本システムを利用することにより、災害や事故、渋滞状況等を撮影して周辺の車に伝えるなど、自動車の安全走行を支援することが可能となります。また、仲間同士でドライブする際には、コミュニケーションツールとして利用することで、車内の快適な移動空間が実現できます。
現在、約40%の新車にはカーナビゲーションシステムが搭載され、無線通信を利用して運転者や同乗者のニーズに合わせた情報を提供するテレマティクス(※3)サービスが始まっています。誰もが手軽に、目的地へ迷うことなく辿り着ける便利な車社会の実現に向けて、モバイルユーザの多様なニーズを満たす高度なテレマティクスサービスへの期待が高まり、場所を意識することなくシームレスに情報提供が可能な環境の実現が求められます。

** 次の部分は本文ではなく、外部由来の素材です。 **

PR #3738, opened 2021-03-18
Prevent deadlock when Terraform configuration cleanup fails 

rfranzke:

/area dev-productivity
/kind enhancement

In rare cases we see `Shoot`s stuck in deletion because of the following error:

```
Error deleting infrastructure: 1 error occurred: * 2/3 Terraform resources are missing
```

The reason is that the `CleanupConfiguration()` function deletes the two `ConfigMap`s and the one `Secret` one-by-one. Hence, when it fails in between then the "all TF config resources exist"-check in the next `Destroy()` execution fails forever.
This deadlock is now prevented as follows:

1. The `CleanupConfiguration()` function first deletes the state `ConfigMap` (this only happens after a successful `terraform destroy` run), i.e., it's safe to delete the state now.
2. This enables us to improve the "all TF config resources exist"-check in a way that tolerations missing resources when the command is `destroy` (because we know that this can only mean that the state (and maybe more) is missing, but this also means that `terraform destroy` succeeded already in a previous run).

Also, I got rid of the retry behaviour. I *think* the rationale behind it was to prevent transient errors when a new `Infrastructure` is created. In this case, it could have happened that the TF config resources are created, but when the `execute()` function tries to read them again then, due to stale caches, this could lead to cache misses and undesired error messages that potentially would be populated to the end-user. Now, I don't even execute this check when both config + state were freshly initialized (this is also the only situation in which such cache misses are undesired/unexpected). Otherwise, it is only checked once whether all resources exist, and if not, then the error is directly returned.

/cc @timebertt 
/invite @timebertt 

Along the road, I introduced some constants for the Terraform commands.
/squash

**Release note**:

```bugfix user
A rare issue with the `Infrastructure` destruction that may result in `Shoot` resources stuck in deletion has been fixed.
```

### DIFF
--- a/extensions/pkg/terraformer/config.go
+++ b/extensions/pkg/terraformer/config.go
@@ -111,11 +111,16 @@ func (t *terraformer) initializerConfig(ctx context.Context) *InitializerConfig 
 // Initializer to correctly create all the resources as specified in the given InitializerConfig.
 // A default implementation can be found in DefaultInitializer.
 func (t *terraformer) InitializeWith(ctx context.Context, initializer Initializer) Terraformer {
-	if err := initializer.Initialize(ctx, t.initializerConfig(ctx), t.ownerRef); err != nil {
+	config := t.initializerConfig(ctx)
+
+	if err := initializer.Initialize(ctx, config, t.ownerRef); err != nil {
 		t.logger.Error(err, "Could not create Terraformer ConfigMaps/Secrets")
 		return t
 	}
-	t.configurationDefined = true
+
+	t.configurationInitialized = true
+	t.stateInitialized = config.InitializeState
+
 	return t
 }
 
--- a/extensions/pkg/terraformer/config.go
+++ b/extensions/pkg/terraformer/config.go
@@ -250,6 +250,11 @@ func (t *terraformer) ConfigExists(ctx context.Context) (bool, error) {
 func (t *terraformer) CleanupConfiguration(ctx context.Context) error {
 	t.logger.Info("Cleaning up all terraformer configuration")
 
+	t.logger.V(1).Info("Deleting Terraform state ConfigMap", "name", t.stateName)
+	if err := t.client.Delete(ctx, &corev1.ConfigMap{ObjectMeta: metav1.ObjectMeta{Namespace: t.namespace, Name: t.stateName}}); client.IgnoreNotFound(err) != nil {
+		return err
+	}
+
 	t.logger.V(1).Info("Deleting Terraform variables Secret", "name", t.variablesName)
 	if err := t.client.Delete(ctx, &corev1.Secret{ObjectMeta: metav1.ObjectMeta{Namespace: t.namespace, Name: t.variablesName}}); client.IgnoreNotFound(err) != nil {
 		return err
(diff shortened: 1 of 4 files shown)


timebertt (approved):
/lgtm
Though, still don't like the confusing coding in the terraformer library at all.
It's quite brittle and very likely to cause us more headaches.

/second-opinion

rfranzke:
Hm, what do you mean/how is it related to the PR? I had hoped that it became less confusing now (at least the part I touched)?

timebertt:
Yes, the part you touched became clearer now.
It was a general statement about the library. Sorry for the confusion.

extensions/pkg/terraformer/config.go
```diff
@@ -111,11 +111,16 @@ func (t *terraformer) initializerConfig(ctx context.Context) *InitializerConfig
...
+	config := t.initializerConfig(ctx)
+
+	if err := initializer.Initialize(ctx, config, t.ownerRef); err != nil {
 		t.logger.Error(err, "Could not create Terraformer ConfigMaps/Secrets")
 		return t
 	}
-	t.configurationDefined = true
+
+	t.configurationInitialized = true
+	t.stateInitialized = config.InitializeState
```
ialidzhikov, line 122: I find confusing having `configurationInitialized` and `stateInitialized` in the `InitializeWith` func. Currently on infrastructure deletion in the provider extensions, in most of the cases we don't run `InitializeWith`. For example in provider-aws we only call `newTerraformer` - https://github.com/gardener/gardener-extension-provider-aws/blob/4b402bd01068b6bbd0a31b188bc2d16cd2b91d19/pkg/controller/infrastructure/actuator_delete.go#L49 , there is no call to `InitializeWith` func before we call `tf.Destroy`.
With this PR it currently works somehow, but I think that these `configurationInitialized` and `stateInitialized` fields are always set to `false` when `InitializeWith` is not called on deletion (most of the cases for provider extensions). Then these fields will be `false` when the actual state in the system is not `false`.

ialidzhikov (commented):
Thanks for this PR! I played with it locally and it generally prevents the above-mentioned deadlock case.
I have 1 inline comment.

extensions/pkg/terraformer/config.go
rfranzke: Do you have a suggestion? E.g., where to move it?

ialidzhikov: I think it should be in the `execute` func. Do we need actually this check for `!(t.configurationInitialized && t.stateInitialized)`? Can't we always check for the existing resources (as we do currently in the master) and simply tolerate if not all resources exists on destroy? Or better - can we simply skip the check for existing resources on destroy?

rfranzke: > but I think that these configurationInitialized and stateInitialized fields are always set to false when InitializeWith is not called on deletion (most of the cases for provider extensions).
> [...]
> I think it should be in the execute func.

I think that setting these attributes in the `InitializeWith` function is correct. From the doc string:

```golang
// InitializeWith initializes the Terraformer with the given Initializer. It is expected from the
// Initializer to correctly create all the resources as specified in the given InitializerConfig.
// [...]
```

So, only when the initializer is called then all configuration resources are created/"initialized". It's not related to the `execute` function.

> Then these fields will be false when the actual state in the system is not false.

Yes, but this is correct, isn't it? These fields do not indicate whether the configuration resources in the system are initialized or not. They only indicate that the current instance of `Terraformer` has initialized them.

> Do we need actually this check for !(t.configurationInitialized && t.stateInitialized)? Can't we always check for the existing resources (as we do currently in the master) and simply tolerate if not all resources exists on destroy? Or better - can we simply skip the check for existing resources on destroy?

Yes, while working on this PR I was also thinking into this direction (completely removing this check - not only for the 'destroy' case). However, I decided to keep it because it's actually helpful and prevents starting a TF pod if the prerequisites are not fulfilled. It would also be okay without the check (we would maybe start a TF pod and it would fail, so the error message wouldn't be too helpful).
Anyways, I don't have a very strong opinion here. I slightly prefer to keep it as it is now. Alternatively, the entire check should be removed (not only for the 'destroy' case).

/cc @timebertt

timebertt: I have no strong opinion here.

ialidzhikov (approved):
/lgtm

今後、沖電気はテレマティクスサービス市場の拡大を見据え、『写々間通信システム』の商用化に向けて、システムの小型化や操作性の向上を図る技術を開発していきます。また、現在、国内において民間レベルでの技術標準の策定作業が進められており、標準化を視野にいれて商品化を進めていく予定です。

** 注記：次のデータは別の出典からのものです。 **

PR #3681, opened 2021-03-09
Cleanup context.TODO(), migrate from DeprecatedCreateWorker to CreateWorker (2)

rfranzke:
**How to categorize this PR?**

/area dev-productivity
/kind cleanup
/priority normal

**What this PR does / why we need it**:
Similar to #3658, this PR continues with migration a couple of our controllers from `controllerutils.DeprecatedCreateWorker` (deprecated since #1094) to `controllerutils.CreateWorker`. This helps to get rid of some remaining usages of `context.TODO()`.

**Which issue(s) this PR fixes**:
Part of #1648 

**Special notes for your reviewer**:
ℹ️ Once this PR is merged, I'll follow-up with more PRs that also cover the remaining/not-yet migrated controllers.
/squash

**Release note**:

```other operator
NONE
```

PR #3746, opened 2021-03-22
Use controller-runtime informers for refactored controllers (1)

rfranzke:

/area scalability networking
/kind enhancement

Follow-Up of #3658. After this PR, multiple watches are created via controller-runtime and via the "native" Kubernetes informers. This not only leads to increased network I/O and memory usage but also to race conditions as the informer backing the event handler is different from the informer backing the (cached) client used to retrieve an object after an event. Hence, if not both caches are synced fast enough the reconciliation cannot be performed.

Part of #2822 

/assign @timebertt 
/assign @timebertt 

After this PR is merged I will open a similar PR for the refactored controllers in #3681.

**Release note**:

```other operator
NONE
```


pkg/scheduler/controller/shoot/scheduler_control.go
```diff
@@ -172,13 +170,23 @@ func (r *reconciler) reportEvent(project *gardencorev1beta1.Shoot, eventType str
 }
 
 // determineSeed returns an appropriate Seed cluster (or nil).
-func determineSeed(shoot *gardencorev1beta1.Shoot, seedLister gardencorelisters.SeedLister, shootLister gardencorelisters.ShootLister, cloudProfileLister gardencorelisters.CloudProfileLister, strategy config.CandidateDeterminationStrategy) (*gardencorev1beta1.Seed, error) {
+func determineSeed(
+	ctx context.Context,
+	gardenClient client.Client,
+	shoot *gardencorev1beta1.Shoot,
+	seedLister gardencorelisters.SeedLister,
+	cloudProfileLister gardencorelisters.CloudProfileLister,
```
timebertt: Can we also switch to a c-r clients here?
It seems like this should be easily doable.
Thereby we could avoid confusion and get rid of the remaining `Lister`/`SharedInformerFactory` usage.

pkg/controllermanager/controller/shoot/shoot_quota_control.go
```diff
@@ -120,7 +112,7 @@ func (r *shootQuotaReconciler) Reconcile(ctx context.Context, request reconcile.
 		expirationTime = shoot.CreationTimestamp.Add(time.Duration(*clusterLifeTime*24) * time.Hour).Format(time.RFC3339)
 		metav1.SetMetaDataAnnotation(&shoot.ObjectMeta, common.ShootExpirationTimestamp, expirationTime)
 
-		shootUpdated, err := gardenClient.GardenCore().CoreV1beta1().Shoots(shoot.Namespace).Update(ctx, shoot, kubernetes.DefaultUpdateOptions())
+		shootUpdated, err := r.gardenClient.GardenCore().CoreV1beta1().Shoots(shoot.Namespace).Update(ctx, shoot, kubernetes.DefaultUpdateOptions())
```
timebertt: Switch to c-r here?

pkg/controllermanager/controller/shoot/shoot_quota_control.go
```diff
@@ -136,12 +128,12 @@ func (r *shootQuotaReconciler) Reconcile(ctx context.Context, request reconcile.
...
 
 		// We have to annotate the Shoot to confirm the deletion.
-		if err := common.ConfirmDeletion(ctx, gardenClient.Client(), shoot); err != nil {
+		if err := common.ConfirmDeletion(ctx, r.gardenClient.Client(), shoot); err != nil {
 			return reconcile.Result{}, err
 		}
 
 		// Now we are allowed to delete the Shoot (to set the deletionTimestamp).
-		if err := gardenClient.GardenCore().CoreV1beta1().Shoots(shoot.Namespace).Delete(ctx, shoot.Name, metav1.DeleteOptions{}); err != nil {
+		if err := r.gardenClient.GardenCore().CoreV1beta1().Shoots(shoot.Namespace).Delete(ctx, shoot.Name, metav1.DeleteOptions{}); err != nil {
```
timebertt: And also here?
Then we could change the member
`gardenClient kubernetes.Interface`
to `gardenClient client.Client`.

timebertt (commented):
Very nice, thanks a lot for taking care!
Just minor suggestions.

pkg/scheduler/controller/shoot/scheduler_control.go
rfranzke: Yeah, I didn't do this because the `CachedRuntimeClient` feature gate is alpha and disabled by default, i.e., we would never have watches and do direct calls here.
OTOH, we could either

1. remove the listers and otherwise do nothing for now and live with the direct calls (the GSCHED usually runs next to GAPI, hence, the calls should at least not contribute to network I/O, and also GSCHED is not too busy because usually not a lot of a shoots get created), or
1. explicitly start the C-R informers to have WATCHes for `CloudProfile`s and `Seed`s.

What do you prefer?

timebertt: > Yeah, I didn't do this because the `CachedRuntimeClient` feature gate is alpha and disabled by default, i.e., we would never have watches and do direct calls here.

True of course. We could still explicitly get/list from the cache which is started in both cases.

It will be more tricky for gcm and gardenlet as we will then cause duplicated watches, but for the scheduler (where its an isolated controller) we should be able to easily tackle the problem this way.

I'm basically fine with either way, but slightly prefer explicitly listing from the cache.

rfranzke: OK, I've pushed 4480443 now, I hope this fits to your expectations :)

pkg/scheduler/controller/shoot/scheduler.go
```diff
@@ -70,21 +70,11 @@ func NewGardenerScheduler(
...
-
-		seedInformer         = coreV1beta1Informer.Seeds()
-		seedLister           = seedInformer.Lister()
-		cloudProfileInformer = coreV1beta1Informer.CloudProfiles()
-		cloudProfileLister   = cloudProfileInformer.Lister()
-		shootQueue           = workqueue.NewNamedRateLimitingQueue(workqueue.NewItemExponentialFailureRateLimiter(config.Schedulers.Shoot.RetrySyncPeriod.Duration, 12*time.Hour), "gardener-shoot-scheduler")
-	)
-
 	schedulerController := &SchedulerController{
 		k8sGardenCoreInformers: gardenCoreInformerFactory,
```
timebertt: Can be removed now, I guess.

timebertt (commented):
Very nice, love it!
Only one more nit.

pkg/scheduler/controller/shoot/scheduler.go
rfranzke: Nice catch, done! Please check d8b3f17 and b76327c.

cmd/gardener-scheduler/app/gardener_scheduler.go
```diff
@@ -267,19 +267,15 @@ func (g *GardenerScheduler) startScheduler(ctx context.Context) {
 	if err != nil {
 		panic(fmt.Errorf("failed to create shoot scheduler controller: %+v", err))
 	}
-	//backupBucketScheduler := backupbucketcontroller.NewGardenerScheduler(ctx, g.K8sGardenClient, g.K8sGardenCoreInformers, g.Config, g.Recorder)
```
timebertt, line 270: Very nice, also wanted to drop that code 🚀

timebertt (approved):
/lgtm

rfranzke:
You didn't squash-merge... :)

timebertt:
Yeah, wasn't sure what you preferred, so I acted like a robot and checked whether the label was present and used the default merge mechanism accordingly 🤖 😉

rfranzke:
Touché :)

【アドホックネットワークにおけるMAC技術開発の経緯】
車は、ドライバーの意思で目的地に向かって自律的に走行しています。偶然、目的地までの経路が局所的に同じ場合には、走行車両間でアドホックな車群が形成されます。本車群では、走行車両の合流離脱が頻繁に発生するため、車群内の任意車両を基地局と想定して通信品質を集中制御することはできません。そのため、基地局の無いアドホックネットワークにおいては、通信品質が保証できる高価なギャランティー型もしくは通信品質は保証しないが安価なベストエフォート型のどちらかにしなければならず、その選択はメディアアクセス制御方法に依存しています。弊社は、各種の協調走行実験を通して、ベストエフォート型でアプリケーションの実行に必要となる通信品質を保証するメディアアクセス制御技術の開発を行ってきました。弊社のメディアアクセス制御技術を用いることで、安価で静止画像を素早く送信する写々間通信システムを実現しました。
【写々間通信システムの主な特徴】
- 半径数百メートルのエリアにいる複数の周辺走行車両に対して同時に送信
- 640×480ピクセルで35万画素の静止画像(JPEGファイル)を3秒以内に伝送
- 1対1だけでなく1対N(複数)での通信が可能
【DSRCシステム概要】
DSRCシステムは、路側の有線ネットワークに接続した無線基地局と走行車との間で情報を交換しあう路車間通信システムと、走行車両間で情報を交換しあう車々間通信システムに大別されます。路車間通信システムは、既に国内で民間標準(ARIB STD-T75)が定められており、商用化に向けての開発が進められています。一方、車々間通信システムは、現在国内において民間レベルでの研究開発・実験などが行われています。
【システム構成】
- MAC部:送信タイミングの制御や受信パケットの誤り検出を行います。
- RF部:5.8GHz帯無線パケットの送受信や変復調を行います。
- HMI部:静止画の撮影や送信の操作、CCDカメラの映像および受信画像の表示をします。
- CCDカメラ
- 送受信アンテナ
用語解説:
- ※1:ITS(Intelligent Transport Systems)
- 最先端の情報通信技術を用いて人と道路と車両とを情報でネットワークし、交通事故や渋滞などといった道路交通問題の解決を目的に構築する新しい交通システム。
- ※2:DSRC(Dedicated Short Range Communications)
- ETCや商用車管理システム等の路車間通信に用いられる狭い範囲を対象とした通信方式。現在まで光と電波を用いる2つの方式が開発されており、通信可能な範囲は一般に数mから数百mで、駐車場、物流センタ、ガソリンスタンド、コンビニなどでの活用が考えられている。
- ※3:テレマティクス
- 自動車などの移動体における携帯電話通信、カーナビへの情報提供やインターネット・サービスを提供する技術あるいはマーケットセグメントのこと。ワイヤレス・コミュニケーション技術や車載コンピュータ、GPS(全地球測位システム)などのIT技術を利用して自動車の中で外界の諸サービスを自由に享受する。